* [EXERCISE REQUIREMENTS] Give back the whole listing exactly as shown.
─── SOURCE DATA ───
PR #3479, opened 2025-10-07
feat(gax): Add TransportSummary trait and field to Parts

westarle:
This provides a way for transport implementations to pass data (like errors) up to higher layers to enrich spans that cover the entire request in a transport-agnostic way.

### DIFF
--- a/src/gax/src/response.rs
+++ b/src/gax/src/response.rs
@@ -62,6 +62,8 @@
 //! }
 //! ```
 
+use std::sync::{Arc, Mutex};
+
 /// Represents a Google Cloud service response.
 ///
 /// A response from a Google Cloud service consists of a body (potentially the
@@ -113,7 +115,7 @@
 ///     Ok(Response::from(body))
 /// }
 /// ```
-///   
+///
 #[derive(Clone, Debug)]
 pub struct Response<T> {
     parts: Parts,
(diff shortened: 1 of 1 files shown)


westarle:
For context, here is the sidekick change https://github.com/googleapis/librarian/compare/main...westarle:librarian:feat/librarian-t3-templates 

and an e2e prototype in Rust https://github.com/googleapis/google-cloud-rust/compare/main...westarle:impl/enable-t3-showcase

src/gax/src/response.rs
```diff
@@ -279,6 +286,54 @@ impl Parts {
...
+    /// This is intended for internal use by observability helpers.
+    pub fn get_transport_summary<T>(response: &Response<T>) -> Option<Box<dyn TransportSummary>> {
+        let guard = response
+            .parts
+            .transport_summary
+            .lock()
+            .expect("Mutex poisoned");
+        guard.clone()
+    }
+}
```
coryan, line 336: nit: missing blank line.

src/gax/src/response.rs
```diff
@@ -242,6 +244,11 @@ impl<T> Response<T> {
 pub struct Parts {
     /// The HTTP headers or the gRPC metadata converted to HTTP headers.
     pub headers: http::HeaderMap<http::HeaderValue>,
+    // Internal field for transport-specific observability data.
+    // Wrapped in Arc<Mutex<>> to maintain UnwindSafe for Response<T>,
```
coryan, line 248: This is a property you can unit test... Please add the corresponding test.

src/gax/src/response.rs
```diff
@@ -242,6 +244,11 @@ impl<T> Response<T> {
...
+    // as the boxed trait object may not be UnwindSafe.
+    // See https://github.com/googleapis/google-cloud-rust/issues/3463 for details.
+    transport_summary: Arc<Mutex<Option<Box<dyn internal::TransportSummary>>>>,
```
coryan, line 251: I thought you were going to add a concrete type so we could avoid all the `Arc<Mutex<...>` and still maintain `UnwindSafe`.  Did I misunderstand something?

coryan (changes requested):
We may need a more detailed design discussion here.  Using `Any` should be a last resort, that is very close to passing  `void*` around.

src/gax/src/response.rs
westarle: I wanted to, but I was (1) concerned about publishing the full span record to gax, and (2) it was convenient to use with https://github.com/googleapis/google-cloud-rust/compare/main...westarle:impl/enable-t3-showcase#diff-ff2816a0c00f3a7cc87ca8f6ec84e7888b5536f91f0a4ff5794b24be35cb4ee1R334-R353

I'll play around a bit more to try to avoid the Any, we can discuss options.

westarle: I think this could work better, thank you for the review.

https://github.com/googleapis/google-cloud-rust/pull/3482

westarle:
https://github.com/googleapis/google-cloud-rust/pull/3482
───
* [EXERCISE RESULT]
PR #3479, opened 2025-10-07
feat(gax): Add TransportSummary trait and field to Parts

westarle:
This provides a way for transport implementations to pass data (like errors) up to higher layers to enrich spans that cover the entire request in a transport-agnostic way.

### DIFF
--- a/src/gax/src/response.rs
+++ b/src/gax/src/response.rs
@@ -62,6 +62,8 @@
 //! }
 //! ```
 
+use std::sync::{Arc, Mutex};
+
 /// Represents a Google Cloud service response.
 ///
 /// A response from a Google Cloud service consists of a body (potentially the
@@ -113,7 +115,7 @@
 ///     Ok(Response::from(body))
 /// }
 /// ```
-///   
+///
 #[derive(Clone, Debug)]
 pub struct Response<T> {
     parts: Parts,
(diff shortened: 1 of 1 files shown)


westarle:
For context, here is the sidekick change https://github.com/googleapis/librarian/compare/main...westarle:librarian:feat/librarian-t3-templates 

and an e2e prototype in Rust https://github.com/googleapis/google-cloud-rust/compare/main...westarle:impl/enable-t3-showcase

src/gax/src/response.rs
```diff
@@ -279,6 +286,54 @@ impl Parts {
...
+    /// This is intended for internal use by observability helpers.
+    pub fn get_transport_summary<T>(response: &Response<T>) -> Option<Box<dyn TransportSummary>> {
+        let guard = response
+            .parts
+            .transport_summary
+            .lock()
+            .expect("Mutex poisoned");
+        guard.clone()
+    }
+}
```
coryan, line 336: nit: missing blank line.

src/gax/src/response.rs
```diff
@@ -242,6 +244,11 @@ impl<T> Response<T> {
 pub struct Parts {
     /// The HTTP headers or the gRPC metadata converted to HTTP headers.
     pub headers: http::HeaderMap<http::HeaderValue>,
+    // Internal field for transport-specific observability data.
+    // Wrapped in Arc<Mutex<>> to maintain UnwindSafe for Response<T>,
```
coryan, line 248: This is a property you can unit test... Please add the corresponding test.

src/gax/src/response.rs
```diff
@@ -242,6 +244,11 @@ impl<T> Response<T> {
...
+    // as the boxed trait object may not be UnwindSafe.
+    // See https://github.com/googleapis/google-cloud-rust/issues/3463 for details.
+    transport_summary: Arc<Mutex<Option<Box<dyn internal::TransportSummary>>>>,
```
coryan, line 251: I thought you were going to add a concrete type so we could avoid all the `Arc<Mutex<...>` and still maintain `UnwindSafe`.  Did I misunderstand something?

coryan (changes requested):
We may need a more detailed design discussion here.  Using `Any` should be a last resort, that is very close to passing  `void*` around.

src/gax/src/response.rs
westarle: I wanted to, but I was (1) concerned about publishing the full span record to gax, and (2) it was convenient to use with https://github.com/googleapis/google-cloud-rust/compare/main...westarle:impl/enable-t3-showcase#diff-ff2816a0c00f3a7cc87ca8f6ec84e7888b5536f91f0a4ff5794b24be35cb4ee1R334-R353

I'll play around a bit more to try to avoid the Any, we can discuss options.

westarle: I think this could work better, thank you for the review.

https://github.com/googleapis/google-cloud-rust/pull/3482

westarle:
https://github.com/googleapis/google-cloud-rust/pull/3482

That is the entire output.